Why don't you check yourself on CCO ?
Or better, why don't you ask a question on the Cisco Open Forum ?
#include "coucou.h"
It sounds like your vendor is trying to milk you for a buck or they don't know what they are talking about. The only exception to this is if your 2500/2600 is under heavy load already that it can't handle the CPU overhead of the encryption. The 2600's have hardware DES accelerators for the NAM slot that can greatly improve VPN performance. You would still have to bump up your RAM and Flash to the IOS specs of choice.
A few notes for the fray:
A PIX-to-IOS-Firewall is fairly easy. You can use 3DES on both ends (if you can legally get it offshore) or DES for other stuff. To my knowledge the PIX doesn't support Cisco proprietary encryption so IPSec would be the way to go. Setup the connections with the same group key on ISAKMP and IPSec tunnel parameters and you should be ready to roll.
The only caveat is that your router should have IOS 12.1 or higher (12.1(4) has a NAT bug) - the 12.0 series has troubles with VPN key negotiation. The other option is to manually exchange the keys and SPIs on a 12.0 IOS version but that is difficult to get right and not recommended for the weak at heart.
User interfaces for PIX or IOS-Firewall configuration are lacking at best. The Cisco tools available are difficult to follow, rather unintuitive, and lagging behind in the development cycle from the firmware releases by about 6 months. The command line isn't too difficult for those with some router experience although the PIX is sorta unique. Just remember "the PIX is not a router" - it does not support routing protocols (other than simplified RIP) or many interfaces other than Ethernet. It also has a wierd arrangement for access-lists. Check this Cisco page for command notes:
http://www.cisco.com/univercd/cc/td/doc/product/i
You would be better off monitoring with a syslog stream on the secure fringes of your VPN and a server-side script to parse out violations.
Hope this helps...
We had a 2600 router and a PIX 520 doing the vpn thing in the USA, but I can't think of why you couldn't do that in Europe. We had to up the RAM in the router, and could only get about 512kbs until we saturated the router, which is not good if you're actually trying to route at the same time.
We purchased a PIX for employee and contractor access to our network, not for connecting two networks. While the unit itself is not bad, we found it difficult to configure, there are no tools that come with the unit to help you administrate the PIX.
While this isn't too bad for us since our networking guy has IOS experience, it can get really irritating when he's out and one of us has to set up new firewall rules for testing.

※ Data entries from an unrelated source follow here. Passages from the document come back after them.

PR #39, opened 2018-11-01
[WIP] Add ServicePlan#order and relevant external api changes

eclarizio:
This PR basically moves over code from https://github.com/ManageIQ/service_portal-api/blob/master/app/models/provider.rb#L95 to this repo onto the `ServicePlan` model.

A couple things I think I need some guidance on, since I mostly just moved over the code and refactored:

`service_plan#order` currently is returning `<some_parsed_external_data>['metadata']['selfLink']`. I think the original discussion was centered around wanting to return a `task_id` even if right now we're doing that task inline. So, this line will likely need to change but I'm not sure how. I don't think I know enough about what an actual response from the external api looks like or how we plan on delegating the work to a task.

Some of the variables in the new `ExternalApiBroker` (which we can discuss about the name, I just threw something together) are not correct or I guessed at. For example, the `verify_ssl` option is an attribute on the `Provider` class back in the service portal API, but I don't know if we have an equivalent here, so I simply hardcoded it to `true`. Same thing goes for the `token` attribute, as well as the `url` attribute, which I've just set as a placeholder here in `base_url`. Are these available as things the `ServicePlan` would know about somehow through a related object that I can pass in, or something else?

@agrare @gtanzillo @bdunne Can you guys review and advise on my questions above? Thanks!


app/models/service_plan.rb
```diff
@@ -1,4 +1,5 @@
 require "archived_concern"
+require_relative "../../lib/infrastructure/external_api_broker"
```
agrare: `./lib` is on the LOAD_PATH so you shouldn't need the require_relative

lib/infrastructure/external_api_broker.rb
```diff
@@ -0,0 +1,63 @@
...
+  end
+
+  def order_service_plan(payload)
+    make_request(method: :post, url: order_service_plan_url, payload: payload)
+  end
+
+  private
+
+  def base_url
+    "https://localhost"
```
agrare: This you can get from the source.default_endpoint

agrare: Can we add `apis/servicecatalog.k8s.io/v1beta1/` into the base_url?

lib/infrastructure/external_api_broker.rb
```diff
@@ -0,0 +1,63 @@
...
+  def plan_url
+    URI.join(base_url, "apis/servicecatalog.k8s.io/v1beta1/clusterserviceplans").to_s
+  end
+
+  def make_request(method:, url:, headers: generic_headers, payload: nil)
+    request_options = {
+      :method     => method,
+      :url        => url,
+      :headers    => headers,
+      :verify_ssl => true
```
agrare: We should add this to the default endpoint also

lib/infrastructure/external_api_broker.rb
```diff
@@ -0,0 +1,63 @@
...
+
+    request_options.merge(:payload => payload) if payload.present?
+
+    RestClient::Request.new(request_options).execute
+  end
+
+  def generic_headers
+    token = "???"
+    {
+      "Authorization" => "Bearer #{token}", # Token?
```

I think ipchains is more flexible and easier to use then the PIX!!
The client software sucks. This is really where admin becomes a bear. There is no easy way to change authentication methods, as a matter of fact, I believe the PIX only supports shared tokne authentication. Only the high-end models support RADIUS.
While I'm sure the PIX is a good product, it has not worked well for what we needed it for, and if I had to do it a second time, I would definitely shop around.
You're talking about VPNs, which use encryption unless I'm mistaken. Perhaps exported versions use different strength encryption, and the two are incompatible. As someone else suggested, call Cisco.
We're currently doing about what you want to, with a few exceptions. We've got worldwide offices all doing VPN between Cisco 2600/3600's. We also aren't using it as our "production" network. It's just a backup in case the WAN fails (except for a few offices where we can get internet, but not frame relay. Those just get VPN) We have PIX's in a few locations, but the only thing we use them for (besides firewalls) is what we call "client" VPN's - not between sites, but between the PIX and someone with a laptop. The reason we do that is because the Cisco IOS doesn't handle using SecurID cards for authentication very well (it'll work, but some features are missing) and the PIX's are OK with it. IOS-IOS IPSec is easy and fun. OK, maybe that's stretching it, but it certainly isn't bad. The way I do it is to just run GRE tunnels between all the sites, and then encrypt the GRE. (I know that means that I'm running a tunneling protocol inside of a tunneling protocol, but IOS doesn't abstract the IPSec tunnel mode into virtual interfaces the way it does with GRE, so GRE makes it a lot easier to do things like run multicast-based protocols (read: OSPF))It Makes a great network of virtual point-to-point links. And if for some reason the internet is broken between two of your sites, but not between others, the routing protocols will route around the problem.
But the short answer to your question is that it should work fine without any PIX's anywhere. We're running IOS 12.1.3a. It seems to work well.(and, if you've got memory spewing out your orifices, you can try the T images, and you can ssh into your router, if you so desire)
Pound! Bang! Bin! Bash! is this a shell script or a Batman comic?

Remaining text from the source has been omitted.